Exercise
Report back each line of the data that contains the word "between".

Exercise input
PR #6564, opened 2020-08-26
Fix Chrome versions for DOMTokenList API

vinyldarkscratch:
This PR fixes version numbers for the DOMTokenList API based upon manual testing.  The API was actually implemented in Chrome 8; this PR corrects the data to match.  All the features listed as supported in Chrome 1 were tested in Chrome 8 and confirmed functional.

Found during the creation of PRs from mdn-bcd-collector.

### DIFF
--- a/api/DOMTokenList.json
+++ b/api/DOMTokenList.json
@@ -5,7 +5,7 @@
         "mdn_url": "https://developer.mozilla.org/docs/Web/API/DOMTokenList",
         "support": {
           "chrome": {
-            "version_added": "1"
+            "version_added": "8"
           },
           "chrome_android": {
             "version_added": "18"
@@ -52,10 +52,10 @@
           "mdn_url": "https://developer.mozilla.org/docs/Web/API/DOMTokenList/add",
           "support": {
             "chrome": {
-              "version_added": "1"
+              "version_added": "8"
             },
             "chrome_android": {
-              "version_added": true
+              "version_added": "18"
             },
             "edge": {
               "version_added": "12"
@@ -82,10 +82,10 @@
               "version_added": "5.1"
             },
             "samsunginternet_android": {
-              "version_added": true
+              "version_added": "1.0"
             },
             "webview_android": {
-              "version_added": true
+              "version_added": "≤37"
             }
           },
           "status": {
@@ -148,10 +148,10 @@
           "mdn_url": "https://developer.mozilla.org/docs/Web/API/DOMTokenList/contains",
           "support": {
             "chrome": {
-              "version_added": "1"
+              "version_added": "8"
             },
             "chrome_android": {
-              "version_added": true
+              "version_added": "18"
             },
             "edge": {
               "version_added": "12"
@@ -178,10 +178,10 @@
               "version_added": "5.1"
             },
             "samsunginternet_android": {
-              "version_added": true
+              "version_added": "1.0"
             },
             "webview_android": {
-              "version_added": true
+              "version_added": "≤37"
             }
           },
           "status": {
@@ -292,10 +292,10 @@
           "mdn_url": "https://developer.mozilla.org/docs/Web/API/DOMTokenList/item",
           "support": {
             "chrome": {
-              "version_added": "1"
+              "version_added": "8"
             },
             "chrome_android": {
-              "version_added": true
+              "version_added": "18"
             },
             "edge": {
               "version_added": "12"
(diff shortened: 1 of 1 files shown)


vinyldarkscratch:
Sure thing, fixed!

foolip:
@vinyldarkscratch it would make review easier if you could put some more details into the commit message about what you tested, even when testing manually. Here I suspected (incorrectly) that originally the `DOMTokenList` interface object wasn't exposed, or maybe even was called something else. I wrote http://software.hixie.ch/utilities/js/live-dom-viewer/?saved=8382 to check it out.

This was implemented in WebKit in https://trac.webkit.org/changeset/68440/webkit. That was WebKit version 534.10, verified by the process in https://wiki.developer.mozilla.org/en-US/docs/MDN/Contribute/Processes/Matching_features_to_browser_version#Safari (which I just updated).

Chrome 8 was using precisely WebKit 534.10, so this checks out.

api/DOMTokenList.json
```diff
@@ -38,7 +38,7 @@
             "version_added": "1.0"
           },
           "webview_android": {
-            "version_added": "1"
+            "version_added": "≤37"
```
foolip, line 41:
```suggestion
            "version_added": "3"
```

Based on the fact that WebView 3 uses WebKit 534.13.

api/DOMTokenList.json
```diff
@@ -82,10 +82,10 @@
               "version_added": "5.1"
             },
             "samsunginternet_android": {
-              "version_added": true
+              "version_added": "1.0"
             },
             "webview_android": {
-              "version_added": true
+              "version_added": "≤37"
```
foolip, line 88:
```suggestion
              "version_added": "3"
```

api/DOMTokenList.json
```diff
@@ -178,10 +178,10 @@
...
```
foolip, line 184:
```suggestion
              "version_added": "3"
```

api/DOMTokenList.json
```diff
@@ -322,10 +322,10 @@
...
```
foolip, line 328:
```suggestion
              "version_added": "3"
```

api/DOMTokenList.json
```diff
@@ -418,10 +418,10 @@
...
```
foolip, line 424:
```suggestion
              "version_added": "3"
```

api/DOMTokenList.json
```diff
@@ -466,10 +466,10 @@
...
```
foolip, line 472:
```suggestion
              "version_added": "3"
```

api/DOMTokenList.json
```diff
@@ -759,10 +759,10 @@
...
```
foolip, line 765:
```suggestion
              "version_added": "3"
```

foolip:
Another thing I notice here is the inconsistency between api.DOMTokenList and api.Element.classList. These were introduced at the same time.

foolip:
I've filed https://github.com/mdn/browser-compat-data/issues/6571 about a possible lint that would have flagged inconsistency between api.DOMTokenList and api.Element.classList.

foolip:
Another little wrinkle. https://developer.mozilla.org/en-US/docs/Web/API/Element/classList#Browser_compatibility notes that this was originally not supported for SVG elements in Internet Explorer and Edge. This was actually the case in WebKit as well, and was fixed in https://trac.webkit.org/changeset/125092/webkit. That was WebKit 537.4, which ought to have been Chrome 22, Safari 6.1. and Safari for iOS 7.

I don't really think it'd be valuable to document this, but what should the criteria be for something like this?

api/DOMTokenList.json
vinyldarkscratch: May I ask where you sourced the information about WebView's engine versions?

foolip: I figured it out from https://wiki.developer.mozilla.org/en-US/docs/MDN/Contribute/Processes/Matching_features_to_browser_version#Safari and updated that a bit in the process. Basically, I have a checkout of WebKit where I can find the right commit easily using `git log -S` and other git tricks. Given the commit, get the approximate WebKit version from Source/WebCore/Configurations/Version.xcconfig, and from there determine if the right releases can be determined or if the exact WebKit version has to be found. That last bit I haven't done, it would involve stepping through branches and looking at the content of each. Would be much faster with the branches in a local checkout, but I don't have that.

foolip: Oh, and of course, with this approach one has to check if the feature was behind an ifdef or a runtime flag. If it is then I wouldn't have confidence in determining the release for Safari. (I do know how Chromium controls features well enough to do this though.)

foolip (approved):

foolip:
Thanks for the fixes, merging this now!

Response
Another thing I notice here is the inconsistency between api.DOMTokenList and api.Element.classList. These were introduced at the same time.
I've filed https://github.com/mdn/browser-compat-data/issues/6571 about a possible lint that would have flagged inconsistency between api.DOMTokenList and api.Element.classList.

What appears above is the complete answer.